Find the string "been" in the data, and copy out each line that has it.

Stored items
▬▬▬
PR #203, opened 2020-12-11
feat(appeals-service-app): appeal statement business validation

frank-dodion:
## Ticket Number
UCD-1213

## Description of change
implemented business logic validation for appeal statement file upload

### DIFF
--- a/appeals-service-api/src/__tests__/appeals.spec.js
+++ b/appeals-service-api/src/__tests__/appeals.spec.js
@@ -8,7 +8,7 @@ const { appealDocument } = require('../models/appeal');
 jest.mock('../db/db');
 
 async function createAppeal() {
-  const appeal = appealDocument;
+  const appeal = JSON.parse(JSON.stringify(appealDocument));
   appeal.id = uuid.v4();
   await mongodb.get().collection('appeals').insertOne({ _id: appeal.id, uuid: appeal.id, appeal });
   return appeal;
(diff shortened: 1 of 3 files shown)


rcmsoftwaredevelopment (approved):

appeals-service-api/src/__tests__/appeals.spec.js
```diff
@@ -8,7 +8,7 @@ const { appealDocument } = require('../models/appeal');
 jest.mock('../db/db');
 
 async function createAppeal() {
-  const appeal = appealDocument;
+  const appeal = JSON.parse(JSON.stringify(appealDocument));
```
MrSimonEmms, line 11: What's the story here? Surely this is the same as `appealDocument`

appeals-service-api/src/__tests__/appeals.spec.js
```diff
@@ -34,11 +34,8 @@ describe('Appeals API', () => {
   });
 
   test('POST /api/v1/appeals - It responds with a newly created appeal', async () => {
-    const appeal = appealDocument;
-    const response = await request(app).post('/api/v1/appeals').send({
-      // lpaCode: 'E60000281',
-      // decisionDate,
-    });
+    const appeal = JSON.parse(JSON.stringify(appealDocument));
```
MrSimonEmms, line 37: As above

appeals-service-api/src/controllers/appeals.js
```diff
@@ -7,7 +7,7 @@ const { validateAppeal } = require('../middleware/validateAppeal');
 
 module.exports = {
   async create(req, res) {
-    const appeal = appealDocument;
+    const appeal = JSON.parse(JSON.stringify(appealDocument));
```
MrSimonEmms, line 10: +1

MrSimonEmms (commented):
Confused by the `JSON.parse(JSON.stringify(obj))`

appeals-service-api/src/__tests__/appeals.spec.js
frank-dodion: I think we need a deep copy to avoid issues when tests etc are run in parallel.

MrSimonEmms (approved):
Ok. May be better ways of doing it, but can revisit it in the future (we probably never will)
▬▬▬
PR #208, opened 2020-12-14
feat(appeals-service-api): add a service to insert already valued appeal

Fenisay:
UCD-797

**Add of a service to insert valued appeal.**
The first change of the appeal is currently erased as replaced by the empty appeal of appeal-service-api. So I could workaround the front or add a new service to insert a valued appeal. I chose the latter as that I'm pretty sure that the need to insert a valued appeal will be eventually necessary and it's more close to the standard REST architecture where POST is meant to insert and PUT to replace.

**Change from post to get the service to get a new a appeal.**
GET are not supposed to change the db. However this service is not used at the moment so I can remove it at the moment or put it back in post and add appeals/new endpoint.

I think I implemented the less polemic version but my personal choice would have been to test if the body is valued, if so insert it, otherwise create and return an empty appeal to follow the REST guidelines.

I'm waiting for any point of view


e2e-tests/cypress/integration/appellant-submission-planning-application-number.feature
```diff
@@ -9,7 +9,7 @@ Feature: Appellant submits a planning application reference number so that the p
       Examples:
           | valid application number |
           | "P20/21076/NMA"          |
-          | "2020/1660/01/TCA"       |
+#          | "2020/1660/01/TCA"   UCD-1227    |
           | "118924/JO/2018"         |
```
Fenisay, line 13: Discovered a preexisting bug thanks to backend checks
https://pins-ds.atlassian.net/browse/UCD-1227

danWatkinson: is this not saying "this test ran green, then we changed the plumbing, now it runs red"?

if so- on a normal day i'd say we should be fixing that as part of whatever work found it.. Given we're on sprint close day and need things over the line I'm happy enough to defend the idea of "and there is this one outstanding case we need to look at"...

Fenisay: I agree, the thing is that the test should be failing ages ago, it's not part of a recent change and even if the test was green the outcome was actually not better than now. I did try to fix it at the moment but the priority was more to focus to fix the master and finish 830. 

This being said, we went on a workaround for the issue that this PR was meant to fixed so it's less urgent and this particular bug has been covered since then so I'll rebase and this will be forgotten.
▬▬▬
RESPONSE TO THIS TASK:
I think I implemented the less polemic version but my personal choice would have been to test if the body is valued, if so insert it, otherwise create and return an empty appeal to follow the REST guidelines.
This being said, we went on a workaround for the issue that this PR was meant to fixed so it's less urgent and this particular bug has been covered since then so I'll rebase and this will be forgotten.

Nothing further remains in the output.